Pick out the lines below that include the string "then".

BEGIN Given data

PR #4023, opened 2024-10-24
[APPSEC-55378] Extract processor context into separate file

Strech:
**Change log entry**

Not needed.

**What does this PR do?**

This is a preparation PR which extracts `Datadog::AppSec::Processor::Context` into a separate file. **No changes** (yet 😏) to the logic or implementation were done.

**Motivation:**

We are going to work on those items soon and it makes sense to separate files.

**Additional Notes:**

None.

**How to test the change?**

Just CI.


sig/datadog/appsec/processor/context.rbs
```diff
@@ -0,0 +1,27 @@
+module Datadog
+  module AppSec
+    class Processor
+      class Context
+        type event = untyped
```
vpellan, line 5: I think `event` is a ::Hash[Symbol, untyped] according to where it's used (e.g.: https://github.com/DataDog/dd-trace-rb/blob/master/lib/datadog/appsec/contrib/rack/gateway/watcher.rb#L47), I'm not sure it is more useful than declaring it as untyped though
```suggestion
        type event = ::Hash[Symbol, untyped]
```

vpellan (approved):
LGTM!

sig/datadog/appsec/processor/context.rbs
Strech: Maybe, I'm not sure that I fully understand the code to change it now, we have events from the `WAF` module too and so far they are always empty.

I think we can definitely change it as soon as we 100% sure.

END Given data
BEGIN Given data

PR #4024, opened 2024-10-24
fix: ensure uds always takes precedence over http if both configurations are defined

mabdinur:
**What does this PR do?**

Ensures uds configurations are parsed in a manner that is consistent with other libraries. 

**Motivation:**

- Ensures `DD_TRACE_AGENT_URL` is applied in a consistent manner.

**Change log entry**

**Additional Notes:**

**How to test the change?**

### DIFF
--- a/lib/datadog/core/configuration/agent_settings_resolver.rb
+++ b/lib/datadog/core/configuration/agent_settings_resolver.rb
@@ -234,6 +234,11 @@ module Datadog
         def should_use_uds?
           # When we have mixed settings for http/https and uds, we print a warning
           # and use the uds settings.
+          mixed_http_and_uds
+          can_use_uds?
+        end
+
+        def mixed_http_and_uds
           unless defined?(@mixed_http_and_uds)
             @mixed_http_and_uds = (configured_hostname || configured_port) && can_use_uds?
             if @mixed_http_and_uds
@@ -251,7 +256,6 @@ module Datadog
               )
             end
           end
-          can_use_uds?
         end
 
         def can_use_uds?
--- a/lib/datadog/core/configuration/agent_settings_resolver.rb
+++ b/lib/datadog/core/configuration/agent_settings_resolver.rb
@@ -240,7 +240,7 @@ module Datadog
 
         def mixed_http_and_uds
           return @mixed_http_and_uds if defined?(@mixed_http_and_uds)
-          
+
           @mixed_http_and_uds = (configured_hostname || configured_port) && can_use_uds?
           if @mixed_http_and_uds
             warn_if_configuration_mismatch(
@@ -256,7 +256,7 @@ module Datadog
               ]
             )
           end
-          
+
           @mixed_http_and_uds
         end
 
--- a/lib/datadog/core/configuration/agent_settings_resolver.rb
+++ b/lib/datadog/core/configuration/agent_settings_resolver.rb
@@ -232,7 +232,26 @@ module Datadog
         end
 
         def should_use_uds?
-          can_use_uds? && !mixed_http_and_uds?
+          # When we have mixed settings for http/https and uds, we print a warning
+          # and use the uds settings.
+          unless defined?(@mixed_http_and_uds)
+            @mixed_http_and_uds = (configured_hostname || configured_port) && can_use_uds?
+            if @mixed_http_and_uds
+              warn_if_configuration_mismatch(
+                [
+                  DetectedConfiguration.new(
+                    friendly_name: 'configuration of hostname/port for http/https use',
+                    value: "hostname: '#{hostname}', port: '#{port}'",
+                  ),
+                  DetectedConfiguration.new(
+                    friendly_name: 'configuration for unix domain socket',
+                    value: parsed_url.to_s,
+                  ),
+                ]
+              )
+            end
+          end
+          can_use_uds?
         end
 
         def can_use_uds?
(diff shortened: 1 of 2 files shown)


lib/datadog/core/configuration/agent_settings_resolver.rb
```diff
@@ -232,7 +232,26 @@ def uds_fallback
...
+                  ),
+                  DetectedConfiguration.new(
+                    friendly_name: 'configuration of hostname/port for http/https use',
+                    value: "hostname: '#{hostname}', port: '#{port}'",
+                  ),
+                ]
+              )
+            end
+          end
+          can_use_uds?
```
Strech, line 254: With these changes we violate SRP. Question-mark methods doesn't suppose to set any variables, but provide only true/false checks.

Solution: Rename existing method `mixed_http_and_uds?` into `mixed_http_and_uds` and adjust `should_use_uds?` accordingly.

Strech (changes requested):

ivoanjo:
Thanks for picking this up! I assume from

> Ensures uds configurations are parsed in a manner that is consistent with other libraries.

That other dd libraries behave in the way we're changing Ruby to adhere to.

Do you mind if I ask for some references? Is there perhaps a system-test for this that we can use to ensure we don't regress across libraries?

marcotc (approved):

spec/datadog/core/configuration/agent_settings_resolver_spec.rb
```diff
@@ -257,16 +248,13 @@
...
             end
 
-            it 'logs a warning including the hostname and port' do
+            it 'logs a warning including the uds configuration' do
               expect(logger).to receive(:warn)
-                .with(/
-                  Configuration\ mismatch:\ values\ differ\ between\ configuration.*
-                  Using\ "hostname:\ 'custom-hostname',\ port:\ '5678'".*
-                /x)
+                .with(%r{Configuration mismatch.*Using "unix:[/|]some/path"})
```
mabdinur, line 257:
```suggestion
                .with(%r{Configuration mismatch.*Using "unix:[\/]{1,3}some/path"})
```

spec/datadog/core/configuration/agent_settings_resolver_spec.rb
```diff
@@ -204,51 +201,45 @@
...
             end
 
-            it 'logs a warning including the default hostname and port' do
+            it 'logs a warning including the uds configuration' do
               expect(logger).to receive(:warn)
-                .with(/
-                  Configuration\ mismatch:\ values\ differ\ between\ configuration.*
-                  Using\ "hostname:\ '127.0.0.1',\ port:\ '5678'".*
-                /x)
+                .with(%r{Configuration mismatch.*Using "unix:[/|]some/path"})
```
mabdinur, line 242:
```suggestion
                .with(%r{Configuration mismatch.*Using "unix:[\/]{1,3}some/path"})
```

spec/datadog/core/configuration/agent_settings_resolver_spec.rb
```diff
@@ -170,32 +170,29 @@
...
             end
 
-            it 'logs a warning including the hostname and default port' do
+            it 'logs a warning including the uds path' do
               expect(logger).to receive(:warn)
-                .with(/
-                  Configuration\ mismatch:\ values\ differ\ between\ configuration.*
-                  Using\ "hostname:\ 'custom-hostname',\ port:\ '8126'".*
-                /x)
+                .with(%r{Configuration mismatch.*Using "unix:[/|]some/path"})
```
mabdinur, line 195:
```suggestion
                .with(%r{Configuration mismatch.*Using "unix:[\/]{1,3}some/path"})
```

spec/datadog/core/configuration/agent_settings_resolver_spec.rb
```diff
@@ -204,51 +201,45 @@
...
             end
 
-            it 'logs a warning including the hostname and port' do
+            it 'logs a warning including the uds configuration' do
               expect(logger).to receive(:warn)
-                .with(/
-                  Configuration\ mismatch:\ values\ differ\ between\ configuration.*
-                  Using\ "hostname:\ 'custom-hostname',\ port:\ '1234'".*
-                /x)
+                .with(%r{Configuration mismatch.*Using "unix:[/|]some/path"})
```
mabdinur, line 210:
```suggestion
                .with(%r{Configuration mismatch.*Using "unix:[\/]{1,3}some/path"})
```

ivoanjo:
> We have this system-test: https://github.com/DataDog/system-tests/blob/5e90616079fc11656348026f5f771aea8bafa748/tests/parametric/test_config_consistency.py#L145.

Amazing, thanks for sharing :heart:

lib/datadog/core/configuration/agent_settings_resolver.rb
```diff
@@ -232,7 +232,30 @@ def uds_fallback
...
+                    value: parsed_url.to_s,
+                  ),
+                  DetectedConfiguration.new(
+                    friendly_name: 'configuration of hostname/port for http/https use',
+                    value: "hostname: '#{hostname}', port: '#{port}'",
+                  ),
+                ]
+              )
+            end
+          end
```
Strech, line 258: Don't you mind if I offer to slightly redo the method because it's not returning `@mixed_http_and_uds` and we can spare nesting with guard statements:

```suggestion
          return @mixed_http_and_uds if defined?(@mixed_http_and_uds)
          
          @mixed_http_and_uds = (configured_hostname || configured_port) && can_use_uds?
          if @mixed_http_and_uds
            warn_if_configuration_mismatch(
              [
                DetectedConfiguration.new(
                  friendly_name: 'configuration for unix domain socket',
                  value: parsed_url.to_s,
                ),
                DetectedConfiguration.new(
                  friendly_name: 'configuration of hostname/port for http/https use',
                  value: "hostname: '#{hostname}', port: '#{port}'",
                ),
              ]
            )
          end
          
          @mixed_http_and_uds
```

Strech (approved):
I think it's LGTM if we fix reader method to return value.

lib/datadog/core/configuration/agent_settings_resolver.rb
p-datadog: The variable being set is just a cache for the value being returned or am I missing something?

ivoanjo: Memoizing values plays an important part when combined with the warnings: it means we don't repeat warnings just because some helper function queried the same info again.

END Given data
BEGIN Given data

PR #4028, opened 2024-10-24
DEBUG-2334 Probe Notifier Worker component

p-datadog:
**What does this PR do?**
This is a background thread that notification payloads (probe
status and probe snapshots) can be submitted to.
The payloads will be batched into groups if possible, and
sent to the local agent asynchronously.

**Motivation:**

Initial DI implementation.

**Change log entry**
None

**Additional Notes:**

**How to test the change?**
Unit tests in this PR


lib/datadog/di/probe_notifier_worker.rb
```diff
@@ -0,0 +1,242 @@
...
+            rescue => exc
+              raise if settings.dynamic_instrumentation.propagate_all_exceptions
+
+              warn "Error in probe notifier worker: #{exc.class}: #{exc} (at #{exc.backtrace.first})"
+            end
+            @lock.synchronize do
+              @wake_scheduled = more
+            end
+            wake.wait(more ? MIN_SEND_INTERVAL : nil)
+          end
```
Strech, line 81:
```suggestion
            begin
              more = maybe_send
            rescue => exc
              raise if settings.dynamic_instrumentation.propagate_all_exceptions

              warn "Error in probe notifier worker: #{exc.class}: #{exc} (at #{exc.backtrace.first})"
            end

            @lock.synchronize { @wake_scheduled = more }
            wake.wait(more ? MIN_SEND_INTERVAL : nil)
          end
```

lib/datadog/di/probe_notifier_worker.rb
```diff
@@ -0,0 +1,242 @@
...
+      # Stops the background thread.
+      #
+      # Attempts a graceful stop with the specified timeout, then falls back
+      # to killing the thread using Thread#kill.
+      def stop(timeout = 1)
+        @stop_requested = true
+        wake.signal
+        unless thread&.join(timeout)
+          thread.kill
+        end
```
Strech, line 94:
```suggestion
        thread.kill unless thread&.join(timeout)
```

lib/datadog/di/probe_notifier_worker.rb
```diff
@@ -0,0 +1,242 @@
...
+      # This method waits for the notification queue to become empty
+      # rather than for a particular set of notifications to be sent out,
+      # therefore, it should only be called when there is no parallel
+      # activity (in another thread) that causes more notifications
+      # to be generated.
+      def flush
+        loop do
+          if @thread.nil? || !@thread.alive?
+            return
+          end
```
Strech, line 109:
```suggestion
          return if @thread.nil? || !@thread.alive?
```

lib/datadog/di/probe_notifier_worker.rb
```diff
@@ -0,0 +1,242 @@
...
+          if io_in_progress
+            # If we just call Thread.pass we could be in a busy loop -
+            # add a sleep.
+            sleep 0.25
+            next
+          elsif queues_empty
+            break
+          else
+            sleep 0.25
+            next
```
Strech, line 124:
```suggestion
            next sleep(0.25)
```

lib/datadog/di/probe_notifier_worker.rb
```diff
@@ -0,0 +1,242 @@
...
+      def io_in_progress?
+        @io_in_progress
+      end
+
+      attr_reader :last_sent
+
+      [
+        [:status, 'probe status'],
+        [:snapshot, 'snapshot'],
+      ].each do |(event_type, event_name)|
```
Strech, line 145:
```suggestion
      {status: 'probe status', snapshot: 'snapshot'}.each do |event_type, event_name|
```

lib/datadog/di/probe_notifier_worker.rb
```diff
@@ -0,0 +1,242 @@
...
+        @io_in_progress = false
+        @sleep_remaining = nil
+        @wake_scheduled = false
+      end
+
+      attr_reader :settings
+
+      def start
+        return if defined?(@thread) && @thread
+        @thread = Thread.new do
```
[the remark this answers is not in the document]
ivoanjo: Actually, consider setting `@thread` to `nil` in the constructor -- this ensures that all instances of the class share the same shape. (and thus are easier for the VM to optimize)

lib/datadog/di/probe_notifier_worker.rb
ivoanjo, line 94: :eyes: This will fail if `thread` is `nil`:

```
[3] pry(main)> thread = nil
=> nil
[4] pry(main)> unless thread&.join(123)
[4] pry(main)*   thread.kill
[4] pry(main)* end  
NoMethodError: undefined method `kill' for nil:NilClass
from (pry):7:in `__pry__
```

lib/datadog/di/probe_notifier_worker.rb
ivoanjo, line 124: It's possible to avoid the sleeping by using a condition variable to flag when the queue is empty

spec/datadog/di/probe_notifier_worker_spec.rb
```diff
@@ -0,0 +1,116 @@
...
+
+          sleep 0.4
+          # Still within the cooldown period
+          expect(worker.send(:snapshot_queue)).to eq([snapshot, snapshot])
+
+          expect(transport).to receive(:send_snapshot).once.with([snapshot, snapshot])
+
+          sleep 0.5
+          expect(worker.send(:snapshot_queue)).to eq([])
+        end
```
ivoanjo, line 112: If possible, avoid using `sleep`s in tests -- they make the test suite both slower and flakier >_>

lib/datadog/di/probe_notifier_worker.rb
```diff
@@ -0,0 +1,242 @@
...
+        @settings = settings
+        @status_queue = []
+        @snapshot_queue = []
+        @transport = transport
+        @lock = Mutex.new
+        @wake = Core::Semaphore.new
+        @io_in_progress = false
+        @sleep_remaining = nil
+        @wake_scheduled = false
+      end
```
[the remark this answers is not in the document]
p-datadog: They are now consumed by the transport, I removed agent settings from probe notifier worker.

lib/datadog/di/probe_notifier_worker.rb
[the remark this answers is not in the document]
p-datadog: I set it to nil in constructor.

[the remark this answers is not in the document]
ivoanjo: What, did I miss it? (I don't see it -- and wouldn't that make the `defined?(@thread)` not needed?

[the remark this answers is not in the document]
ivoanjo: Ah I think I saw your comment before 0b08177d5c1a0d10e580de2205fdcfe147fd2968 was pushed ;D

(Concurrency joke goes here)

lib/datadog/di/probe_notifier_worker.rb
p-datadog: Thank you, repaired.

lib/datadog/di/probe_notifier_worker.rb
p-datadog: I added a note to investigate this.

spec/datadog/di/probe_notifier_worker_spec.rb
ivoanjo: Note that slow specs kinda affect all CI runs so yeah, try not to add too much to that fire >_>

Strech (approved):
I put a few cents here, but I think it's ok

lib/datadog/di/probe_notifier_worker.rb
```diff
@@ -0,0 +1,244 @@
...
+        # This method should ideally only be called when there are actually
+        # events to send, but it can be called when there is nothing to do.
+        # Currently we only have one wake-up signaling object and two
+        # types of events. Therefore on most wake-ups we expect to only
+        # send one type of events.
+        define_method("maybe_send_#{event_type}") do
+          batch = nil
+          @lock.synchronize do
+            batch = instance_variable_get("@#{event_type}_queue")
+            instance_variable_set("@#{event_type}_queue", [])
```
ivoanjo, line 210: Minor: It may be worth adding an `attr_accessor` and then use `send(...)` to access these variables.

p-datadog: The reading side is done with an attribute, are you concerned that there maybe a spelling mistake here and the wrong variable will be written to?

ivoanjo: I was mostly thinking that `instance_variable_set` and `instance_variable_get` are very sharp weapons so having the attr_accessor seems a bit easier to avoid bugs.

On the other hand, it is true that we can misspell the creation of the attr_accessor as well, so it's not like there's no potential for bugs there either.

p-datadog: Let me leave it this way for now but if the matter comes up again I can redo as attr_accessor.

END Given data

• _Output for this task_:
+      # Attempts a graceful stop with the specified timeout, then falls back
ivoanjo, line 210: Minor: It may be worth adding an `attr_accessor` and then use `send(...)` to access these variables.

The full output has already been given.